It is also crucial for students to learn how to formulate the right types of questions and prompts when interacting with the generative AI tools. This is because the tool is highly sensitive to contextualization, meaning that the final response generated depends significantly on how the user frames their inquiry. In fact in order to generate effective prompts, the students need to be well-versed with the respective subject. Effective questioning techniques can enhance the quality of the answers received, making it essential for students to develop these skills. By understanding the nuances of prompt design, students can optimize their interactions with generative AI tools, ensuring more accurate and relevant responses that cater to their specific needs.
Instructors’ perspective
In an era where assessing genuine student knowledge is becoming increasingly challenging, instructors can confidently assign intermediate to advanced numerical problems, knowing that generative AI tools do not reliably provide accurate answers. This opens the door for meaningful classroom discussions, where instructors can guide students in identifying and correcting errors in AI-generated responses, fostering more engaged learning. Additionally, the limitations of AI drive instructors to innovate their assessments, creating questions that require deeper conceptual reasoning rather than simple calculations. By doing so, they encourage students to think critically and independently. Furthermore, the realization that AI tools are not infallible allows instructors to push students to develop stronger problem-solving skills, reducing their reliance on technology and strengthening their confidence in their own reasoning. This scenario ultimately helps instructors cultivate a learning environment that emphasizes critical thinking, active participation, and a deeper understanding of complex concepts.

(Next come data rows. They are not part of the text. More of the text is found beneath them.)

Issue #1166, opened 2020-05-07
Improvements to measure_judged.py


lintool:
Let's make the behavior closer to `trec_eval`?

Output should be 0.XXXX - four sig digits, and something like:

```
judged_cut_5   all  0.XXXX
judged_cut_10  all  0.XXXX
```
(tab separated)

With `-q` option, prints per topic scores (instead of `all`), just like `trec_eval`.

lintool:
We should make options take single dash instead of double dash, e.g., `-run` instead of `--run` to be consistent with `trec_eval` and other tools.

PR #1246, opened 2020-05-31
[#1166] eval/measure_judged.py improvments

adamyy:
## Summary 

As per described in https://github.com/castorini/anserini/issues/1166
* Print percentage as 0.XXXX
* Added `-q` option to print per topic measurement

## Example

```
$ python eval/measure_judged.py --qrels src/main/resources/topics-and-qrels/qrels.covid-round12.txt --cutoffs 10 --run runs/anserini.covid-r3.abstract.qq.bm25.txt -q

judged_cut_10   1       0.1000
judged_cut_10   2       0.4000
...
judged_cut_10   40      0.0000
judged_cut_10   all     0.3300

Done
```

### DIFF
--- a/eval/measure_judged.py
+++ b/eval/measure_judged.py
@@ -67,6 +67,9 @@ if __name__ == "__main__":
                         default=[5, 10, 20, 30],
                         help='Space-separate list of cutoffs. '
                              'E.g.: --cutoffs 5 10 20')
+    parser.add_argument('-q', action='store_true', dest='print_topic',
+                        help='In addition to summary evaluation,'
+                             'give evaluation for each query/topic')
 
     args = parser.parse_args()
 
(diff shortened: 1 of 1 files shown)


eval/measure_judged.py
```diff
@@ -67,6 +67,9 @@ def load_run(path: str) -> Dict[str, List[str]]:
                         default=[5, 10, 20, 30],
                         help='Space-separate list of cutoffs. '
                              'E.g.: --cutoffs 5 10 20')
+    parser.add_argument('-q', action='store_true', dest='print_topic',
```
lintool, line 70: we use 120 char line width... so I don't think you need to break up the string?

adamyy: Out of curiosity, do we have linter set up for Python?

lintool: nope... we decided it (in a separate issue) that it was too heavyweight for a research project...

lintool: but we do stick to PEP8 as much as possible, we're just not so absolute about it.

For instructors, a valuable strategy to encourage critical thinking among students is to present them with a solution generated by an AI tool and ask them to assess its correctness. If the provided solution is incorrect, students should be tasked with identifying the erroneous assumptions and formulae used, ultimately leading them to arrive at the correct answer. This approach fosters analytical skills and deepens understanding without undermining the purpose of evaluations. The lead author of this paper, an instructor of fluid mechanics, implemented this methodology in his lectures and assessments. The results were positive, as students engaged critically with the material, which not only enhanced their problem-solving skills but also encouraged a more profound comprehension of the subject matter. Such strategies align with educational research that emphasizes the importance of active learning techniques in improving student outcomes.
Limitations
The study primarily involved interviews conducted at two leading Indian engineering universities, but we acknowledge the potential benefit of expanding this to institutions outside India. However, we believe the geographic limitation does not significantly affect the findings, as the questions posed to the generative AI tools were commonly used in engineering curricula worldwide. Due to time constraints and limited resources, participants were recruited via snowball sampling, which could introduce biases related to the academic practices of the included universities, despite the diversity of participants. To encourage open and honest discussions, students were assured that the interviews were strictly for research purposes, with no disciplinary actions regarding their use of generative AI tools. However, it’s possible that some participants may have withheld certain experiences, fearing potential repercussions for misuse of the tool. Given the exploratory nature of the study, the surveys and interview questionnaires were not validated by prior research. Future studies could refine these instruments to gain a deeper understanding of user behaviors. Additionally, only free versions of the generative AI tools were tested, as preferred by students. Testing premium versions may yield further insights, and while this study covered seven subjects, expanding to other subjects could provide more comprehensive data.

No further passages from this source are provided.